She ended by doing something very much more audacious: she sang the second air of the Queen of the Night from The Magic Flute.

The composer’s feelings may be adjudged from his remarks in his Souvenirs: “What a prodigious voice! Three octaves, either forte or pianissimo!”

He did not waste any time. His publisher was urging him to set a poem on a Byzantine subject, Esclarmonde, to music, and, with Sybil Sanderson in mind, he went to work directly on the score. Esclarmonde, in which Massenet pays his tribute to Wagner—the subject suggests Parsifal and Tristan und Isolde, to say nothing of Armide—was produced at the Opéra-Comique during the Paris Exposition of 1889. It was given 101 times before Miss Sanderson went to Brussels.

Before her début Sybil Sanderson was scarcely known in Paris. It was rumored among artists that Massenet had written an opera for a fair Californian (she was the daughter of Judge S. W. Sanderson, of the Supreme Court) who was being trained by the master to play the title part, and some few had seen Massenet dining at a restaurant in the Rue Daunou with an American girl, accompanied by a lady who, judging from the likeness of the two, was probably her mother. Then came her début, and all Paris was talking about La Belle Sanderson, and the extraordinary range of her voice.

Thaïs, the famous opera of the monk and the Alexandrian courtesan, was also written for Miss Sanderson. While Massenet was composing it the singer was appearing three times a week at the Opéra-Comique in Manon. It was therefore for that theatre that Thaïs was destined. However, Miss Sanderson, like many another artist before and since, moved by a sudden caprice, signed a contract with Gailhard to sing at the Opéra, without taking the trouble to inform Carvalho, then manager of the Opéra-Comique. Massenet did not hesitate. He wrote to Gailhard: “You have the artist; the work must follow her!”

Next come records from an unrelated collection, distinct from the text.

PR #1003, opened 2021-09-16
Re-add hive.properties to osc trino catalog.

HumairAK:
Seems like this catalog is required for some reason, otherwise workers will not boot up, possibly coordinator as well though not tested.


4n4nd (approved):
/lgtm

PR #1010, opened 2021-09-16
Add users and group mappings to osc trino.

HumairAK:
Resolve: https://github.com/os-climate/os_c_data_commons/issues/55


erikerlandson:
`aicoe_osc_demo` should not have blanket `All` access.

I think everyone can have "admin-like" access to the `demo1` catalog.

HumairAK:
@erikerlandson they don't, the catalog "all" is so that it doesn't restrict write access for tables

Issue #855, opened 2021-07-22
chore: Unify manifest for Zero and Rick


tumido:
Unify manifest duplications introduced in:
https://github.com/operate-first/apps/pull/852
https://github.com/operate-first/apps/pull/851
https://github.com/operate-first/apps/pull/854

- [ ] `OperatorGroups`, `Subscriptions` are duplicated and differ in either name or namespace
- [ ] OCS uses different channel on each cluster, upgrade Zero
- [ ] Local storage should use either `LocalVolumes` or `LocalVolumeSets`, not both if possible (just for the sake of unification)

tumido:
Let's adapt the manifests used by Rick also for the Smaug cluster and decomission the Zero manifests together with zero. That way we don't have to migrate existing setup on any of the clusters.

/cc @rbo @larsks

do you see any blocking difference here (like "this thing can't be used on Smaug, because..")

Note: of course we'll have to overlay device specific changes in manifests etc.

PR #1012, opened 2021-09-17
ceph migration to smaug

Gregory-Pereira:
may need to change storage cluster details based on our storage and PVCs on smaug.


tumido (commented):
Because we don't consume any local storage, this PR is not needed. See: https://github.com/operate-first/apps/issues/855#issuecomment-906705560
https://github.com/operate-first/apps/pull/1016#pullrequestreview-757312089

Is that correct, @larsks ?

/hold

larsks:
Correct, while we will be configuring OCS on Smaug, we will be consuming an external ceph cluster rather than using local storage.

PR #1014, opened 2021-09-17
kubeflow components smaug migration

Gregory-Pereira:
may need to change resource quota spec in kubeflow-components/overlays/moc/smaug/profiles/demo-profile.yaml depending on resources available on smaug.


tumido (commented):
/hold

We definitely don't want to pollute Smaug with Kubeflow's istio and certmanager just yet.

HumairAK:
> We definitely don't want to pollute Smaug with Kubeflow's istio and certmanager ~just yet.~

PR #1015, opened 2021-09-17
kubevirt-hyperconverged migration to smaug

Gregory-Pereira:


tumido (changes requested):
Missing subscription:

https://github.com/operate-first/apps/blob/674b89efe636aad473bcec1cbbf1d2a7cf1421f1/cluster-scope/overlays/prod/moc/zero/kustomization.yaml#L117

https://github.com/operate-first/apps/blob/674b89efe636aad473bcec1cbbf1d2a7cf1421f1/cluster-scope/overlays/prod/moc/zero/kustomization.yaml#L183

https://github.com/operate-first/apps/blob/674b89efe636aad473bcec1cbbf1d2a7cf1421f1/cluster-scope/overlays/prod/moc/zero/kustomization.yaml#L107

https://github.com/operate-first/apps/blob/674b89efe636aad473bcec1cbbf1d2a7cf1421f1/cluster-scope/overlays/prod/moc/zero/kustomization.yaml#L50

larsks:
I don't think we want to install the CNV operator on smaug unless there is an actual demand for it.

HumairAK:
> I don't think we want to install the CNV operator on smaug unless there is an actual demand for it.

agreed

PR #1016, opened 2021-09-17
local-storage smaug migration

Gregory-Pereira:
almost certainly will need to change storageClassDevices.devicePaths for smaug cluster. Looking for comments on that.


tumido (commented):
This PR is not needed. See: https://github.com/operate-first/apps/issues/855#issuecomment-906705560

Is that correct, @larsks ?

/hold

PR #1017, opened 2021-09-17
metallb smaug migration

Gregory-Pereira:
Will need to change address pool addresses with Smaug's IP address range.


tumido (commented):
/cc @larsks

larsks:
I don't think we should install metallb until there is an actual demand for it.

Gregory-Pereira:
> I don't think we should install metallb until there is an actual demand for it.

closing then.

PR #1019, opened 2021-09-17
Update curator to use common pull-secret

larsks:
The curator cluster was still configured to use Ilana's expired pull
secret.


4n4nd (approved):
/lgtm

PR #1022, opened 2021-09-17
opf-monitoring datasource, rolebindings, and role migrations to smaug

Gregory-Pereira:


Gregory-Pereira:
No longer needed, due to using user workload monitoring to scrape per namespace, rather than scraping everything from opf-monitoring.

PR #1026, opened 2021-09-19
wip: feat: add grafana to smaug cluster

mimotej:
Adding grafana to smaug grafanadatasource without token, that needs to be generated + without RBAC authentication which I want to add also in this PR. Otherwise rest can be reused from grafana deployment which was done for  DevConf cluster.
/cc @tumido 
Relates to: https://github.com/operate-first/argocd-apps/pull/211


4n4nd:
@mimotej this was added in https://github.com/operate-first/apps/pull/1062, so I think this PR can be closed now.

Thaïs was produced March 16, 1894—and failed! At that time the book was considered a trifle indelicate! Even Sybil Sanderson’s popularity could not save it. In 1898 the work was revived with Mme. Berthet in the title part. For this reprise Massenet wrote a new scene in the oasis and the scene of the ballet, which have always been omitted in American representations, except in Boston. Lina Cavalieri sang the work in Paris in 1907. Since then it has never been long from the affiches of the Opéra, while in America it has become one of the most popular of modern operas, thanks to Mary Garden, who made her American début in the title rôle, and subsequently prevented Lina Cavalieri from singing it in New York. While he was writing Thaïs Massenet always kept a tiny figurine on his writing table. This had been made for him by Gérome, and served him as his present inspiration.

Here is the tribute that Massenet pays to Sybil Sanderson in his “Souvenirs”: “Sybil Sanderson!... It is only with poignant emotion that I recall this singer struck by pitiless Death, in her full beauty, in the glory of her talent. Ideal Manon at the Opéra-Comique; unforgettable Thaïs at the Opéra; these rôles identified themselves with her temperament, one of the most magnificently gifted that I have ever known. An invincible vocation called her to the theatre, there to become the ardent interpreter of many of my works; but also, for us, what joy to write operas and rôles for the artists who realize our dreams!...

“The silent crowd which pressed on the way of the cortège which led Sybil Sanderson to her last home was considerable. Over it a veil of sadness seemed to hang. Albert Carré and I followed the coffin. We walked directly behind what remained of her beauty, grace, and talent, and Carré, interpreting the feelings of the people about us, said:

“‘She was loved.’”

It is to the “Souvenirs” also that we must turn for a description of the selection of the first Manon. Mme. Carvalho sighed when she heard the music, and breathed the wish that she was twenty years younger, so that she might sing it. Characteristically, Massenet dedicated the score to her. He wanted Mme. Vaillant-Couturier, then singing an operetta of Lecocq’s at the Nouveautés, for the opera.